Den Font den du übergibst, kannst du dann nach belieben modifizieren (Arial, fett, Grün, ... ).

Ob das auch Auswirkungen auf die Darstellung im Disabled Zustan hat, weis ich nicht. Einfach ausprobieren.

ckihm


----------



## eclipse (14. Okt 2003)

hi und danke für deine antwort

leider hat die setFont methode keine wirkung wenn die combo disabled ist.
diese hat dann immer diesen grauen "filter" darüber und den text darunter kann man nur sehr schlecht lesen.

wie würdet ihr es also anstellen wenn ihr eine combo darstellen müsstet, welche readonly sein muss, der text der combo sollte aber gut zu lesen sein. 

some ideas???


----------



## ckihm (14. Okt 2003)

Hallo,

der Gast war ich. Ich war zwar eingeloggt, aber irgendwie stand da trotzdem Gast.

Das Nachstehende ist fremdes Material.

PR #57536, opened 2026-06-02
Fix handling of `precision` in timestamp columns in Postgres migrations

mackuba:
### Motivation / Background

While migrating my app from SQLite to Postgres some time ago, I've noticed some inconsistencies in how the precision is set in timestamp columns depending on how they're declared in the migration DSL. I made an example repo here that demonstrates the problem: https://github.com/mackuba/rails-timestamp-precision-demo.

It creates a table with 3 sets of 4 timestamp fields each: `datetime`, `timestamp`, and `timestamptz`, with `precision` set to 0, 6, `nil` and not specified. These columns all end up as either `timestamp` or `timestamptz` in the database, since `datetime` maps to one of those depending on the `datetime_type` setting, but where they differ is in the precision flags. I would have expected the 4 precision options to end up with the same result in each of the 3 sets, but they don't:

- the `timestamptz` set of columns have no precision at all, none of the 4 fields
- the `timestamp` and `timestamptz` with no precision set default to a precision `nil`, instead of 6 as `datetime` does

Note, this is all Postgres specific, since in MySQL `datetime` and `timestamp` are two very different column types.

### Detail

I've made a number of fixes in:

- `ActiveRecord::ConnectionAdapters::PostgreSQL::SchemaStatements#type_to_sql`
- `ActiveRecord::ConnectionAdapters::PostgreSQL::ColumnMethods::TableDefinition#new_column_definition`
- `ActiveRecord::ConnectionAdapters::PostgreSQL::SchemaDumper#schema_precision`

which make the precision behave the same across Postgres columns declared as `datetime`, `timestamp` and `timestamptz`, both with `datetime_type` set to `:timestamptz` and with the default setting, in how the `schema.rb` is written and in what actually ends up in the database structure. Plus I've added some tests that I think should cover all of this.

### Additional information

I made all the changes in the `PostgreSQL` subclasses of the components, since these are all Postgres-specific things. Alternatively, some changes could be made in the abstract base class instead, e.g. the first commit could just be replaced with adding `:timestamptz` here to the base `SchemaStatements`:

```rb
elsif [:datetime, :timestamp, :time, :interval].include?(type) && precision ||= native[:precision]
```

since the `:interval`, which I think is also Postgres-specific, is already there. But it felt more appropriate to put it in the Postgres subclasses.

We could also move the `:interval` from there to the Postgres subclass now for consistency.

One thing to note is that this will create diffs in some people's `schema.rb` on update and after regenerating the schema, because of the changed defaults:

- if someone had a `t.timestamptz` field (or a `t.timestamp` field in `datetime_type = :timestamptz` mode), it would have no precision and be printed to `schema.rb` with no precision option, but now it will be dumped as `..., precision: nil`, since the default will now be 6
- in `datetime_type = :timestamptz` mode, if someone had a `t.timestamp` field with `precision: 6`, it will be dumped to `schema.rb` with the option omitted since that's now the default as in `datetime`

### DIFF
--- a/activerecord/CHANGELOG.md
+++ b/activerecord/CHANGELOG.md
@@ -1,3 +1,29 @@
+*   Fix PostgreSQL migrations ignoring `precision` option for `timestamptz` columns.
+
+    Previously, columns with an explicit `timestamptz` type were always created
+    without a precision specifier, regardless if the `precision` option was passed
+    and what it was set to.
+
+    *Kuba Suder*
+
+*   Change default precision for `timestamp` and `timestamptz` columns in
+    PostgreSQL migrations to be 6 like in `datetime` columns.
+
+    `datetime` column type maps to either `timestamp` or `timestamptz` in
+    PostgreSQL databases, depending on the `datetime_type` setting. However,
+    while `datetime` has a default precision of 6 since Rails 7.0, migrations
+    that added columns with type passed as explicit `timestamp` or `timestamptz`
+    used a default precision of `nil` if no `precision` option was added.
+
+    This change makes the `timestamp` and `timestamptz` columns always use a
+    default precision of 6, regardless if the type is specified as `datetime`
+    or an explicit `timestamp(tz)` in the migration. This also affects how
+    columns with these types (if they aren't rendered as `datetime`) are dumped
+    into the `schema.rb`: `precision: nil` is added if the column doesn't have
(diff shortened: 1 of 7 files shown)


deepakmahakale:
Thanks. Right now, this is a major clutter in our project

When we dump and restore, this precision is lost in dev environments, causing an inconsistent DB on other devs' machines

PR #57547, opened 2026-06-02
Test Mime::Type#=== and nil matching

hammadxcm:
`Mime::Type#===` matches when the type is included in a given array (used for `case`/`when` against a list of mime types), and `#=~`/`#match?` guard against a `nil` argument by returning false. Neither the array form of `#===` nor the `nil` guard had a test.

This adds coverage for both. No production code changes — test-only.


fatkodima:
I think maybe open a single PR for missing tests (if they are simple) per Rails component in the future 🤔.

hammadxcm:
> I think maybe open a single PR for missing tests (if they are simple) per Rails component in the future 🤔.

Sure. I am not familiar with the practices we follow. I will create single PRs now.

PR #57551, opened 2026-06-02
Rewrite the Action Cable overview guide

ayushn21:
### Motivation / Background

A restructure and rewrite of the Action Cable Overview guide.

### Detail

Key changes:

* Restructure the flow of the guide to demonstrate end to end usage before drilling down into individual concepts.
* Add an intro section describing WebSockets and Pub/Sub.
* Add details about the architecture of Action Cable (server and pub/sub).
* Mention the recent adapterization of the server.
* Remove section on full-stack examples, instead integrating the info with the narrative flow.
* Describe the adapters in its own section.
* Add details on the `stream_from` and `stream_for` methods.

#### Internal Audit

- as app/channels are not generated in a new Rails app then we need some setup instructions and general introduction/overview at the start of this guide.
- Missing context in the first paragraph about why you might need to integrate websockets with your application (i.e. chat functionality seems like the most likely/common use-case).
- Section 3.2.3 is a repeat of section 3.1.2 - error handling. 
- Likewise 3.2.4 is a repeat of 3.1.3 - callbacks.
- The full-stack examples section - it's a good idea to include something like this, but there is so much code here that might be completely foreign to the reader. Maybe a separate tutorial/blog-style guide around implementing ActionCable would be better for this content, and keep the guide for reference/explanation only.
- Reading further, I can see that there's a link to more examples in section 6.3. I would maybe suggest that we remove the examples here and just move this link to further up the guide for readers to choose a walk through of how to implement the functionality upon following the link.

This was a bit of a funny one to think about with regards to beginners, because I think you wouldn't be trying to implement and understand lots of these concepts if you were a complete beginner - I think it's more intermediate-level functionality, once you have the basics down.

That said, I think the structure of this guide is the biggest thing we can think about where beginners are concerned. So, to imagine a beginner reading maybe the first few paragraphs with some broad concepts and explanations of terminology, and then perhaps having the option to follow a link to step through an implementation guide, that they may not understand all of at first, but can follow instructions. Then the more advanced reader can engage with the following sections, that include higher level concepts.

Maybe mention at the top that "Now that Hotwire is the default, the majority of apps won't need custom channels. And those that do can get the files back via the generator."

New Rails apps use [SolidCabl](https://github.com/rails/solid_cable)e by default instead of the async adapter (as mentioned in the Dependencies section).
I agree with Harriet that the structure of the guide can be improved for beginners. I'm wondering if it would be possible to integrate the fullstack examples in the other sections, instead of doing it separately. (this would be a lot of work though).
Should this guide explain broadcasting with Hotwire?

This guide starts with a lot of new concepts at once without showing any examples. I think it would be nice if we could start introducing concepts on-by-one with working code examples.

For example by first starting with just the ServerSide Components and using the browser console/debugger we can send messages to the server and see what responses we get back. After that we can introduce the client side.

Showing how this works will also help debugging ActionCable issues.

For example, if I start a new Rails app and add a channel:

```
# app/channels/appearance_channel.rb
class AppearanceChannel < ActionCable::Channel::Base
  def subscribed
    logger.debug "Subscribed!"
    logger.debug params.inspect
  end
end
```

I can then talk to the ActionCable server with plain Javascript:

```
websocket = new WebSocket("ws://localhost:3000/cable");
websocket.addEventListener("open", () => {
  console.log("CONNECTED");
  payload = JSON.stringify({
    command: "subscribe",
    identifier: JSON.stringify({
      channel: "AppearanceChannel",
      foo: "bar"
    })
  })
  console.log(payload)
  websocket.send(payload)
});

// Receiving messages:
websocket.addEventListener("message", (e) => {
  console.log(`RECEIVED: ${e.data}`);
});
```

This shows how subscribing works and what messages are received.

We could also show an example that broadcast a message to a chat room:

```
class ChatChannel < ActionCable::Channel::Base
  def subscribed
    room = "chat_#{params[:room]}"
    user = params[:user]
    stream_from room

    # With the default async Cable adapter we
    # can't send this message from the console.
    ActionCable.server.broadcast(
      room,
      { body: "#{user} joined the chat" }
    )
  end
end
```

```
websocket = new WebSocket("ws://localhost:3000/cable");
websocket.addEventListener("open", () => {
  console.log("CONNECTED");
  payload = JSON.stringify({
    command: "subscribe",
    identifier: JSON.stringify({
      channel: "ChatChannel",
      room: "general",
      user: "alice"
    })
  })
  console.log(payload)
  websocket.send(payload)
});

// Receiving messages:
websocket.addEventListener("message", (e) => {
  console.log(`RECEIVED: ${e.data}`);
});
```

Using the browser console could also be used for examples like authorization.

Server-Side Components

I think it makes more sense to start with the Channels instead of the Connections. Channels can work without any custom Connections.
So this section could start with examples without authorization.
Authorization could be added later.

It also is a bit confusing to me how ApplicationCable::Connection gets configured. It turns out, this is hardcoded. If you add `ApplicationCable::Connection` specifically it gets used for the connection:
https://github.com/rails/rails/blob/89a0c5d5f6c903810dd945ee803e563f689ac23a/actioncable/lib/action_cable/engine.rb#L59-L60

Client Server Interactions
- This section could probably be merged in the "Server-side Components" section and "Client-side Components" section.
- The Streams and Broadcast section are related. Broadcasts are also mentionedin the Stream section. Maybe it's better to combine them to a "Streams and Broadcasts" section?

Fullstack examples
I think the fullstack examples can be removed. If we show all functionality in the other sections they don't add much.

Configuration
- Should we maybe explain the adapters earlier on in a "Getting started"/"Solid Cable setup" section? Guides like, the ActiveJob do this as well. Also, if a reader uses the async adapter things work a bit differently, for example broadcasts from the console won't work. Maybe we should also show the examples with Solid Cable configured?
- The Rails configurations should probably be moved to the "Configuring" guide, as that is where we document most of the configurations.

Running Standalone Cable Servers
The Notes section can probably be removed. We already mention how to access the session cookies in another section.

Dependencies
This section doesn't add much. We also don't mention depedencies for other components.

Deployment
This section could probably be integrated in the "Running Standalone Cable Servers". Maybe that should be renamed to "Running Cable Servers in production"?

### Checklist


ayushn21:
Some additional notes with some internal audit responses:

* Some parts are repeated in the `Server Components` and `JavaScript Client Library` sections. I think this is ok as I would like each section to be as standalone as possible. Given the full-stack nature of Action Cable, it's often a catch-22 situation when trying to explain both ends of a feature. I would rather repeat the information from the two different points of view.

> Maybe mention at the top that "Now that Hotwire is the default, the majority of apps won't need custom channels. And those that do can get the files back via the generator."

Nun ja, ich habe die Lösung. Benutze anstelle der Combo eine CCombo. Hier der Link zur API:

http://www.eclipse.org/documentatio...erence/api/org/eclipse/swt/custom/CCombo.html

Wenn du die CCombo auf disabled setzt, bleibt der Hintergrund weiß.
Noch ein Tipp. Die Lösung stammt nicht von mir, sonder wurde im Newsletter von SWT gepostet. Es lohnt sich diesen zu abonnieren. Zu finden auf eclipse.org.

ckihm


----------



## Guest (14. Okt 2003)

hehehe...das ist mal n'geiler zufall > den newsletter in _eclipse.platform.swt_ hab ich gepostet   
im moment bin ichs grad am implementieren.  hoffe es klappt.

nochmals danke


----------